CAMEROTA: I heard it immediately in the president's tweet. I hear the language parsing immediately.

HABERMAN: Right. Right.

CAMEROTA: Let me read it for everybody.

I authorized zero access to White House. Actually turned him down many times for author of phony book. So, like, oh, you want to write a phony book? Then you get no access is what he's saying.

Here's the sentence. I never spoke to him for the book.

HABERMAN: Right. See, that's the thing.

CAMEROTA: Right. So he did speak to him.

HABERMAN: Right. He did speak to him. That's right.

CAMEROTA: But Michael Wolff didn't either say, this is going to be explicitly for the book --


CAMEROTA: But he spoke to him. And so now it's in the book.

HABERMAN: Well, and --

CAMEROTA: Full of lies, misrepresentations and sources that don't exist. Look at this guy's past and watch what happens to him and sloppy Steve. HABERMAN: This is like 70 -- this is like 70 of Trump's favorites all like thrown into one, you know, personal insults. Look at his past. There's always some -- look at his past or look at her past.

Look, Wolff did something weird in the book, which is Trump called him to complain about our story and Wolff describes it in the book as, he called a passing New York media acquaintance. I don't know why you don't just say he called this author.

CUOMO: Right.

HABERMAN: That's weird.

There are a couple of things like that that are weird. There are quotes that he puts in quote marks where he was, you know, told these things secondhand in many cases, and yet he went with it anyway and he didn't go check with the original source. That's how he chooses to do his reporting. That is fine. There -- that's his prerogative.

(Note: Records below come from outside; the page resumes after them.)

PR #985, opened 2017-07-03
Handle unapply and unapplySeq, fixes #977.

olafurpg:

PR #984, opened 2017-07-03
Emit correct position for unused Importee.Wildcard(), fixes #899.

olafurpg:

PR #988, opened 2017-07-04
Several PRs combined into a single PR.

olafurpg:
This is the combination of

- #986 
- #984 
- #985 
- #989 
- #992
- this original PR, which fixed several issues with sugars.

All of the PRs did something small that caused merge conflicts with each other. It's much simpler to manage them together.


scalahost/nsc/src/main/scala/scala/meta/internal/semantic/AttributesOps.scala
```diff
@@ -264,13 +265,15 @@ trait AttributesOps { self: DatabaseOps =>
               gtree match {
                 case gview: g.ApplyImplicitView =>
                   val pos = gtree.pos.toMeta
-                  val syntax = gview.fun + "(*)"
+                  val syntax = g.showCode(gview.fun) + "(*)"
```
xeno-by: What's the difference between `toString` and `showCode` here? I'm very wary of `showCode`, because it's known to sometimes swallow snippets of code that it considers irrelevant.

scalahost/nsc/src/test/scala/scala/meta/tests/scalahost/mirrors/SemanticSuite.scala
```diff
@@ -365,4 +365,43 @@ class SemanticSuite extends DatabaseSuite(SemanticdbMode.Slim) {
...
+  sugars(
+    """|object b {
+       |  class F
+       |  implicit val ordering: Ordering[F] = ???
+       |  val x: Ordered[F] = new F
+       |}
+    """.stripMargin,
+    """|[86..91) scala.math.Ordered.orderingToOrdered[b.F](*)(b.this.ordering)
+       |""".stripMargin
+  )
```
xeno-by: Please rename the enclosing objects in the tests once we merge #907.

scalahost/nsc/src/main/scala/scala/meta/internal/semantic/AttributesOps.scala
olafurpg: Here's an example failing test from rebase on master

```
[info]   -[273..275) h.X.cvt[Int](*)(h.C.int)
[info]   +[273..275) h.this.X.cvt[Int](*)(h.this.C.int)
```
The second one (.toString) would not compile if inserted into a source file while the first one (showCode) would compile.

olafurpg:
CI on appveyor is already proving itself valuable, this surfaced in the new expect tests

```
[info]   =======
[info]   => Diff
[info]   =======
[info]   -scalahost\integration\src\main\scala\example\Example.scala
[info]   +scalahost/integration/src/main/scala/example/Example.scala
[info]    ---------------------------------------------------------- (SemanticdbExpectSuite.scala:14)
[info] ScalaTest
```

olafurpg:
No new features or changes were introduced from yesterday. I'm gonna merge this now to unblock further changes today.

scalahost/nsc/src/main/scala/scala/meta/internal/scalahost/ScalahostPipeline.scala
```diff
@@ -14,6 +14,7 @@ import scala.meta.internal.semantic.DatabaseOps
 import scala.meta.internal.semantic.{vfs => v}
 import scala.meta.internal.semantic.{schema => s}
 import scala.tools.nsc.doc.ScaladocGlobal
+import scala.meta.internal.semantic.schema.Message.Severity
```
xeno-by: Looks like an unused import.

scalahost/nsc/src/main/scala/scala/meta/internal/semantic/AttributesOps.scala
```diff
@@ -325,12 +328,16 @@ trait AttributesOps { self: DatabaseOps =>
                   val morePrecisePos = fun.pos.withStart(fun.pos.end).toMeta
                   val syntax = "[" + targs.mkString(", ") + "]"
                   success(morePrecisePos, syntax)
+                case g.Apply(select @ g.Select(qual, nme), _) if isSyntheticName(select) =>
+                  val pos = qual.pos.withStart(qual.pos.end).toMeta
+                  success(pos, s".${nme.decoded}")
```
xeno-by: Why do we need `decoded` here?

scalahost/nsc/src/main/scala/scala/meta/internal/semantic/ConfigOps.scala
```diff
@@ -5,13 +5,32 @@ import scala.meta.internal.io.PathIO
...
+  def default = ScalahostConfig(PathIO.workingDirectory, SemanticdbMode.Fat, FailureMode.Warning)
+}
+
+sealed abstract class FailureMode {
+  def name: String = toString.toLowerCase
+}
+object FailureMode {
+  def unapply(arg: String): Option[FailureMode] = {
+    val lower = arg.toLowerCase()
+    all.find(_.name == lower)
```
xeno-by: This implementation looks inconsistent with `SemanticdbMode.unapply`.

scalameta/semantic/shared/src/main/scala/scala/meta/internal/semantic/package.scala
```diff
@@ -2,18 +2,102 @@ package scala.meta
...
+        val abspath = targetroot.resolve(relpath).toNIO
+        Files.createDirectories(abspath.getParent)
+        val fos = Files.newOutputStream(abspath)
+        try {
+          s.Database(List(entry)).writeTo(fos)
+        } finally {
+          fos.close()
+        }
+      }
+    }
```
xeno-by: I think we should either consistently get rid of vfs or consistently use it in both directions.

xeno-by: Let's first discuss the idea behind merging `toVfs` and `save`. Is that to save memory spent on precaching arrays of bytes? If yes, why not make `bytes` lazy?

scalameta/semantic/shared/src/main/scala/scala/meta/internal/semantic/vfs/Database.scala
```diff
@@ -19,17 +18,7 @@ object Database {
 @data
 class Database(entries: List[Entry]) {
   def toSchema: s.Database = {
-    val sentries = entries.map(ventry => s.Attributes.parseFrom(ventry.bytes))
+    val sentries = entries.flatMap(ventry => s.Database.parseFrom(ventry.inputStream).entries)
```
xeno-by: Am I right in thinking that the change from `.bytes` to `.inputStream` here is done for optimization purposes?

scalameta/semantic/shared/src/main/scala/scala/meta/internal/semantic/vfs/Paths.scala
```diff
@@ -1,28 +1,26 @@
 package scala.meta.internal.semantic.vfs
 
 import scala.meta.internal.io.PathIO.fileSeparator
+import scala.meta.io.AbsolutePath
```
xeno-by: Looks like an unused import.

scalameta/semantic/shared/src/main/scala/scala/meta/internal/semantic/vfs/Paths.scala
```diff
@@ -1,28 +1,26 @@
...
+  private val semanticDbPrefix: RelativePath = RelativePath("META-INF").resolve("semanticdb")
   private val semanticDbSuffix = ".semanticdb"
   private val scalaPrefix = ""
   private val scalaSuffix = ".scala"
 
   def isSemanticdb(path: RelativePath): Boolean = {
-    path.toString.startsWith(semanticDbPrefix) &&
-    path.toString.endsWith(semanticDbSuffix)
+    path.toNIO.startsWith(semanticDbPrefix.toNIO) &&
+    path.path.getFileName.toString.endsWith(semanticDbSuffix)
```
xeno-by: `path.path` reads weirdly. Can we change it to `path.value`?

xeno-by: Also, I'm not sure whether `path.path.getFileName.toString` constitutes an improvement with respect to `path.toString`. Can you comment on this?

scalameta/semantic/shared/src/main/scala/scala/meta/internal/semantic/vfs/Paths.scala
```diff
@@ -1,28 +1,26 @@
...
   def semanticdbToScala(path: RelativePath): RelativePath = {
     require(isSemanticdb(path))
-    RelativePath(
-      scalaPrefix +
-        path.toString
-          .stripPrefix(semanticDbPrefix)
-          .stripSuffix(semanticDbSuffix) +
-        scalaSuffix)
+    RelativePath(path.toNIO
+      .relativize(path.toNIO)
```
xeno-by: `path.relativize(path)` reads like a typo. Have I misunderstood something?

scalameta/semantic/shared/src/main/scala/scala/meta/internal/semantic/vfs/Paths.scala
```diff
@@ -32,11 +30,6 @@ object Paths {
 
   def scalaToSemanticdb(path: RelativePath): RelativePath = {
     require(isScala(path))
-    RelativePath(
-      semanticDbPrefix +
-        path.toString
-          .stripPrefix(scalaPrefix)
-          .stripSuffix(scalaSuffix) +
-        semanticDbSuffix)
+    semanticDbPrefix.resolve(path.resolveSibling(_.stripSuffix(scalaSuffix) + semanticDbSuffix))
```
xeno-by: I find the refactoring of logic in `Paths` hard to follow. Let's discuss a formulation that would work for both of us. What did you find unnice about the previous implementation?

scalameta/tests/jvm/src/test/resources/semanticdb.expect
```diff
@@ -0,0 +1,26 @@
+scalahost/integration/src/main/scala/example/Example.scala
+----------------------------------------------------------
+Dialect:
+Scala212
```
xeno-by: How does this work? Do we force expect tests to Scala 2.12 only?

scalahost/nsc/src/main/scala/scala/meta/internal/scalahost/ScalahostPipeline.scala
olafurpg: I've removed all unused imports in the build https://github.com/scalameta/scalameta/pull/1004

scalahost/nsc/src/main/scala/scala/meta/internal/semantic/AttributesOps.scala
olafurpg: I thought that was the way to get the name of a symbol, is there a better method?

scalameta/semantic/shared/src/main/scala/scala/meta/internal/semantic/package.scala
olafurpg: With the previous vfs design, we had `Array[Byte]` + `s.Database` + `m.Database` loaded into memory for all .semanticdb files at some point. This is prohibitively expensive when running large-scale analysis. We want to avoid materializing an `Array[Byte]` entirely. Protos can be loaded in a streaming fashion, tag by tag, and that's what this refactoring did.

scalameta/semantic/shared/src/main/scala/scala/meta/internal/semantic/vfs/Database.scala
olafurpg: Correct.

scalameta/semantic/shared/src/main/scala/scala/meta/internal/semantic/vfs/Paths.scala
olafurpg: Removed in https://github.com/scalameta/scalameta/pull/1004

scalameta/semantic/shared/src/main/scala/scala/meta/internal/semantic/vfs/Paths.scala
olafurpg: I've refactored the logic a bit to make it cleaner. I agree my refactoring was a bit messy. I did not like the previous implementation since it was purely string based. A path is more a `List[String]` than a `String`, so when changing the extension we should try to use `resolveSibling` and when checking the extension we should check the extension against the filename instead of `Path.toString.endsWith`.

scalameta/tests/jvm/src/test/resources/semanticdb.expect
olafurpg: That's fine for me by now. We can normalize the dialect to something else if you prefer. You won't have to fix this file manually though, just run the SaveExpect... main and commit.

olafurpg:
Thank you for the review @xeno-by. I apologize for merging so quickly. I wanted to avoid merge conflicts with all the recent activity. I've addressed your feedback in #1005

scalameta/semantic/shared/src/main/scala/scala/meta/internal/semantic/vfs/Paths.scala
ShaneDelmore: Can we just enable -Ywarn-unused:import to prevent humans having to catch this? If it makes the local development cycle awkward you can either disable that flag locally, or we could modify build to enable the flag in CI runs.

scalahost/nsc/src/main/scala/scala/meta/internal/semantic/AttributesOps.scala
xeno-by: I mixed this up with the macro API, where you have to do `decodedName.toString`.

scalameta/semantic/shared/src/main/scala/scala/meta/internal/semantic/vfs/Paths.scala
xeno-by: @olafurpg Can we implement an unused import check on CI via scalafix?

scalameta/semantic/shared/src/main/scala/scala/meta/internal/semantic/vfs/Paths.scala
xeno-by: On a number of occasions, we have seen that moving from `String` to `*Path` brings correctness benefits. In general, I'm in favor of refactorings like that, as long as they are reasonably concise. I had problems with the first take on this, but I do like the new version. Thank you!

scalameta/tests/jvm/src/test/resources/semanticdb.expect
xeno-by: 2.12 was released quite a while ago, so it's only fair that we use it as default. Also see https://github.com/scalameta/scalameta/issues/1011.

xeno-by:
@olafurpg It's alright. I should've communicated better by explicitly requesting changes on this PR, and I appreciate that you followed up with a new pull request so quickly. 

I suggest that in the future we don't merge without a green review. I haven't been rigorous about this in the past, but I will do better in the future. 

I really like the fact that in Scalameta we don't have processes that prevent us from moving fast. In my opinion, occasional breakages are fine, as long as putting out fires doesn't become our lifestyle. I think that the new policy is lightweight enough for us to remain comfortably productive. Wdyt?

CAMEROTA: But that breaks with standard protocol of journalism, we should just mention.


CAMEROTA: I mean --

HABERMAN: Well, right -- right --

CAMEROTA: That's how he chooses to do it but that's not really how reporters do it.

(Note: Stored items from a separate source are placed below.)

PR #998, opened 2017-07-06
Make Database a Seq[Attributes]

olafurpg:
This change may be controversial so I kept it out of #997. Wdyt @xeno-by ?


olafurpg:
This is a bad idea.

CUOMO: Well, look, it depends.


CUOMO: These types of books that are access-driven books, it's not the same as when we're calling to bang out the facts of something that happened.

CAMEROTA: I agree. I didn't -- I agree with you. I agree.

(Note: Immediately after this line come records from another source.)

PR #1000, opened 2017-07-06
First step towards semantic information for sugars.

olafurpg:
This implements the breaking changes necessary to use the scheme explained here: https://github.com/scalameta/scalameta/issues/822#issuecomment-313368110

Sugars are still not attributed with resolved named, that can be left for a future PR even for a future release. The nice thing is that the schema will not have to change.


scalahost/nsc/src/main/scala/scala/meta/internal/semantic/AttributesOps.scala
```diff
@@ -404,13 +405,24 @@ trait AttributesOps { self: DatabaseOps =>
             }
             m.Message(mpos, mseverity, msg)
         }
+        val sugars = inferred.toIterator.map {
+          case (pos, syntax) =>
+            pos -> m.Attributes(
+              Input.String(syntax),
```
xeno-by: `m.Input.String`?

scalameta/semantic/shared/src/main/scala/scala/meta/semantic/Attributes.scala
```diff
@@ -4,15 +4,18 @@ package semantic
...
   input: Input,
   dialect: Dialect,
   names: List[(Position, Symbol)],
   messages: List[Message],
   denotations: List[(Symbol, Denotation)],
-  sugars: List[(Position, String)]
+  sugars: List[(Position, Attributes)]
 ) {
+  def sugarStats: List[(Position, Stat)] = sugars.map { case (pos, attrs) => pos -> attrs.stat }
+  def stat: Stat = dialect(input).parse[Stat].get
```
xeno-by: Why do we need these two methods?

scalameta/semantic/shared/src/main/scala/scala/meta/internal/semantic/Conversion.scala
```diff
@@ -0,0 +1,143 @@
+package scala.meta
+package internal.semantic
```
xeno-by: I don't mind refactoring the structure of `scala/meta/internal/semantic`, but I find somewhat counterproductive to discuss incremental steps in the refactoring split over several pull requests. Let's have a dedicated chat about where we want to bring this module.

scalameta/semantic/shared/src/main/scala/scala/meta/internal/semantic/Conversion.scala
```diff
@@ -0,0 +1,143 @@
...
+import scala.meta.inputs.{Position => mPosition}
+import scala.meta.internal.io._
+import scala.meta.internal.semantic.vfs.Paths
+import scala.meta.internal.semantic.{schema => s}
+import scala.meta.internal.semantic.{vfs => v}
+import scala.meta.io._
+import scala.meta.{Dialect => mDialect}
+import scala.meta.{semantic => m}
+
+object SchemaToMetaConversion {
```
xeno-by: Does this commit simply move the logic around, or it moves the logic + applies some changes? If it's the latter, I would find it useful to have this commit split into several commits.

scalahost/nsc/src/main/scala/scala/meta/internal/semantic/Inferred.scala
```diff
@@ -0,0 +1,36 @@
+package scala.meta.internal.semantic
+
+// data structure to manage multiple inferred sugars at the same position.
+case class Inferred(
+    select: Option[String] = None,
+    types: Option[String] = None,
```
xeno-by: I suggest `targs`.

scalahost/nsc/src/main/scala/scala/meta/internal/semantic/Inferred.scala
```diff
@@ -0,0 +1,36 @@
...
+  )
+
+  private def onlyConversionIsDefined =
+    conversion.isDefined &&
+      select.isEmpty &&
+      types.isEmpty &&
+      args.isEmpty
+
+  private def needsPrefix: Boolean =
+    !onlyConversionIsDefined
```
xeno-by: Am I right in thinking that these two methods are only needed in `syntax`?

scalahost/nsc/src/main/scala/scala/meta/internal/semantic/Inferred.scala
```diff
@@ -0,0 +1,36 @@
+package scala.meta.internal.semantic
+
+// data structure to manage multiple inferred sugars at the same position.
```
xeno-by: I have a feeling that conversion should be represented by a different data structure. Or maybe it doesn't need any data structure at all? After all, it has a unique range position.

scalahost/nsc/src/test/scala/scala/meta/tests/scalahost/mirrors/SemanticSuite.scala
```diff
@@ -205,11 +205,11 @@ class SemanticSuite extends DatabaseSuite(SemanticdbMode.Slim) {
       |object RunMe {
       |  CommandeerDSL(null.asInstanceOf[Foo])
       |}
-  """.trim.stripMargin,
+    """.trim.stripMargin,
     """
-      |[324..324) [g.Foo, g.FooDSL]
-      |[348..348) (g.Foo.fooDSL)
-  """.trim.stripMargin
+      |[324..324) (*).apply[g.Foo, g.FooDSL]
```
xeno-by: Why isn't this `*.apply[...]`?

xeno-by: Also, how about positioning this sugar at `CommandeerDSL`?

scalahost/nsc/src/test/scala/scala/meta/tests/scalahost/mirrors/SemanticSuite.scala
```diff
@@ -205,11 +205,11 @@ class SemanticSuite extends DatabaseSuite(SemanticdbMode.Slim) {
...
+      |[348..348) (*)(g.Foo.fooDSL)
```
xeno-by: Same question about `*(...)` and positioning the sugar at `CommandeerDSL(null.asInstanceOf[Foo])`.

xeno-by:
All in all, I like the idea that sugars must be parseable as stats. This enables attribution without introducing additional mechanisms. This is definitely a big win.

I think that before becoming mergeable, this idea needs further refinement. Let's discuss exact syntax for sugars and potential changes in positioning. Please see my comments that Github "helpfully" hides under "Show outdated".

Moreover, I have questions about the ongoing refactoring of `scala/meta/internal/semantic`. How do you see this module after the refactoring is completed? What workflow of saving/loading semantic databases do you see as desirable? I asked some of the questions in https://github.com/scalameta/scalameta/pull/988#discussion_r126063349, but I think this merits a conceptual discussion first, with going into details later.

scalahost/nsc/src/main/scala/scala/meta/internal/semantic/Inferred.scala
olafurpg: Agreed. Done.

scalahost/nsc/src/main/scala/scala/meta/internal/semantic/Inferred.scala
olafurpg: Correct, I've inlined them.

scalameta/semantic/shared/src/main/scala/scala/meta/internal/semantic/Conversion.scala
olafurpg: I have reverted these changes and kept the conversion in package.scala. I'd like to move them out of the package object eventually, nesting has gotten out of hand

-  package object
- Xtension
- def
- .map
- object Extractor
- .unapply
- match
- .map 
- match

The quickest win would be to refactor

```scala
// before
def convert(s.Db): m.Db = {
  val mdb = sdb.entries.map {
     // ... hundreds of liens
  }
  m.Db(mdb)
}

// after
def convert(s.Db): m.Db = {
  val mdb = sdb.entries.map(convertEntry)
}
def convertEntry(s.Attributes): m.Attributes = {
  // ....
}
```

scalameta/semantic/shared/src/main/scala/scala/meta/semantic/Attributes.scala
olafurpg: Turns out we don't! I've replaced `String` with a custom class called `Sugar` (instead of `Attributes`).

scalahost/nsc/src/main/scala/scala/meta/internal/semantic/AttributesOps.scala
olafurpg: Fixed.

scalahost/nsc/src/main/scala/scala/meta/internal/semantic/Inferred.scala
olafurpg: That's an interesting thought, it would greatly simplify `Inferred.syntax` which is a win. The latest changes added a new `AttributedSugar` class which seems to be enough to handle conversions. However, what should the signature of `inferred: Map[Position, Inferred]` be then?

olafurpg:
Let me try to summary the new design that I believe models attributed sugars quite nicely

- Add new field `s.Sugar.names: List[s.ResolvedName]`. The offsets in the resolved names start at 0 and match the names in the `s.Sugar.syntax`.
- all sugars can be parsed as terms. A magic name `*` is inserted for missing "holes" in the sugar. The `*` name resolves to the symbol `_star_`. A hole is either on of two
 1. a prefix to make unparsable sugars parseable, example: `.apply => *.apply`, `[T] => *[T]`
 2. an argument to an implicit conversion, `intArrayOps(*)`
- We use an adapted g.CodePrinter that emits positions for resolved name in sugar.

Rooms for improvement:
- resolve the magic `*` into different symbols depending on if it's filling an implicit conversion or not.
- Move conversions out of `Inferred` to avoid complicated logic to insert `*`

scalahost/nsc/src/test/scala/scala/meta/tests/scalahost/mirrors/DatabaseSuite.scala
```diff
@@ -87,7 +87,7 @@ abstract class DatabaseSuite(mode: SemanticdbMode) extends FunSuite with DiffAss
     val path = g.currentRun.units.toList.last.source.file.file.getAbsolutePath
     val payload = database.toString.split(EOL)
     val section = payload.dropWhile(_ != sectionName + ":").drop(1).takeWhile(_ != "")
-    // println(section.mkString(EOL).replace(path, "<...>"))
+//     println(section.mkString(EOL).replace(path, "<...>"))
```
xeno-by: Do we treat this PR as something that we plan to discuss or something that we plan to merge? If that's the latter, I suggest we don't leave comments like that in the diff.

scalahost/nsc/src/test/scala/scala/meta/tests/scalahost/mirrors/SemanticSuite.scala
```diff
@@ -240,11 +244,21 @@ class SemanticSuite extends DatabaseSuite(SemanticdbMode.Slim) {
       |}
   """.trim.stripMargin,
     """
-      |[201..201) [Int, List[Int]]
-      |[209..209) (scala.collection.immutable.List.canBuildFrom[Int])
-      |[247..247) (h.C.list[Int](h.C.int))
-      |[273..275) h.X.cvt[Int](*)(h.C.int)
-      |[304..304) [h.C[Int]]
+      |[201..201): *[Int, List[Int]]
+      |  [0..1): * => _star_.
```
xeno-by: I like the new name!

scalameta/scalameta/jvm/src/test/scala/scala/meta/tests/api/SurfaceSuite.scala
```diff
@@ -64,6 +64,7 @@ class SurfaceSuite extends FunSuite {
       |scala.meta.inputs.Input.Slice
       |scala.meta.inputs.Input.Stream
       |scala.meta.inputs.Input.String
+      |scala.meta.inputs.Input.Sugar
```
xeno-by: Can we reuse one of the existing inputs for this?

scalahost/nsc/src/main/scala/scala/meta/internal/semantic/LengthWriter.scala
```diff
@@ -0,0 +1,17 @@
+package scala.meta.internal.semantic
+
+import java.io.Writer
+
+// A writer that keeps track of the current length.
```
xeno-by: @sjrd Have you encountered anything like that in the JDK?

scalameta/semantic/shared/src/main/protobuf/semanticdb.proto
```diff
@@ -54,4 +54,5 @@ message Denotation {
 message Sugar {
   Range range = 1;
   string syntax = 2;
+  repeated ResolvedName names = 3;
```
xeno-by: I really like the simplification here.

scalameta/semantic/shared/src/main/scala/scala/meta/semantic/Sugar.scala
```diff
@@ -0,0 +1,13 @@
+package scala.meta
+package semantic
+
+import org.scalameta.data._
+import scala.meta.inputs._
+
+@data class Sugar(
+    input: Input.Sugar,
+    names: List[(Position, Symbol)]
```
xeno-by: Shall we have a map here to be consistent with Database?

scalahost/nsc/src/main/scala/scala/meta/internal/semantic/LengthWriter.scala
sjrd: No, I haven't. AFAIK, the only `Writer` that gives you a `size()`-like method is `CharArrayWriter`, but that's a final sink.

scalahost/nsc/src/main/scala/scala/meta/internal/semantic/LengthWriter.scala
```diff
@@ -0,0 +1,17 @@
...
+class LengthWriter(delegate: Writer, start: Int) extends Writer {
+  var length: Int = start
+  override def flush(): Unit = {
+    length = 0
+    delegate.flush()
```
sjrd: `length = 0` does not make any sense here. It should stay the same. `flush()` does not "clear" the contents of the writer; it only ensures all written data are pushed down to the final sink, without buffering.

olafurpg: You are totally right! Wrote that without thinking, thanks.

scalameta/semantic/shared/src/main/scala/scala/meta/semantic/Sugar.scala
olafurpg: I agree 👍

scalameta/scalameta/jvm/src/test/scala/scala/meta/tests/api/SurfaceSuite.scala
xeno-by: I agree.

scalahost/nsc/src/main/scala/scala/meta/internal/semantic/Inferred.scala
```diff
@@ -0,0 +1,68 @@
+package scala.meta
+package internal.semantic
+
+import scala.meta.inputs.Position.Range
+
+case class SugarRange(start: Int, end: Int, symbol: Symbol) {
+  def withOffset(offset: Int) = SugarRange(start + offset, end + offset, symbol)
```
xeno-by: `addOffset`

scalahost/nsc/src/main/scala/scala/meta/internal/semantic/Inferred.scala
```diff
@@ -0,0 +1,68 @@
...
+  def +(other: String) = AttributedSugar(syntax + other, names)
+  def +(other: AttributedSugar) =
+    AttributedSugar(syntax + other.syntax, names ++ other.names.map(_.withOffset(syntax.length)))
+}
+
+object AttributedSugar {
+  val empty = AttributedSugar("", Nil)
+  val star = AttributedSugar("*", List(SugarRange(0, 1, Symbol("_star_."))))
+  def apply(syntax: String): AttributedSugar = AttributedSugar(syntax, Nil)
+  def mkString(sugars: List[AttributedSugar], sep: String): AttributedSugar = sugars match {
```
xeno-by: `sugars.map(_.toString).mkString(sep)`?

scalahost/nsc/src/main/scala/scala/meta/internal/semantic/Inferred.scala
```diff
@@ -0,0 +1,68 @@
...
+        if (needsPrefix) AttributedSugar.star
+        else AttributedSugar.empty
+      all.foldLeft(start)(_ + _)
+    }
+    val sugarInput = Input.Sugar(sugar.syntax, input, pos.start, pos.end)
+    new Sugar(sugarInput, sugar.names.map(_.toMeta(sugarInput)))
+  }
+
+  def withConversion(syntax: AttributedSugar): Inferred =
+    if (conversion.isDefined) this
```
xeno-by: So this swallows the input argument?

scalameta/semantic/shared/src/main/scala/scala/meta/semantic/Api.scala
```diff
@@ -9,7 +9,21 @@ import scala.meta.parsers.{XtensionParsersDialectInput, XtensionParseDialectInpu
...
-    def sources: Seq[Source] = mirror.database.entries.map { attrs => attrs.dialect(attrs.input).parse[Source].get }
+    def sources: Seq[Source] = mirror.database.entries.map(_.source)
+  }
+
+  implicit class XtensionAttributesSource(attributes: Attributes) {
+    def source: Source = attributes.dialect(attributes.input).parse[Source].get
+  }
+
+  implicit class XtensionTermSugar(term: Term)(implicit m: Mirror) {
+    def sugar: Option[Stat] =
```
xeno-by: `Option[Term]`

scalameta/semantic/shared/src/main/scala/scala/meta/semantic/Sugar.scala
olafurpg: Whoops, this never became a Map, I changed `Attributes.names` into a Map. Will update Sugar accordingly.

HABERMAN: No, where he -- where he violates journalistic protocol is he has a history of telling people they're off the record.

CUOMO: Right.

HABERMAN: And not just with this book. This is going back to the Murdoch too and other books.

CUOMO: Right.

HABERMAN: And then -- and then disregarding that.

CUOMO: Right. Now he flips it the other way. He has a very long statement about this. You can read it for yourself --

HABERMAN: That's right.

CUOMO: Where he explains any irregularities in sourcing on the Trump people. That they didn't have protocols. They didn't have rules. They would say something was off the record and then repeat it to others. You know, they would say something was confidential, but then it would be widely known. He even uses the word somisdot (ph), which is an odd choice of words for him. It's a Russian protocol term of how dissidents got out information during the war years.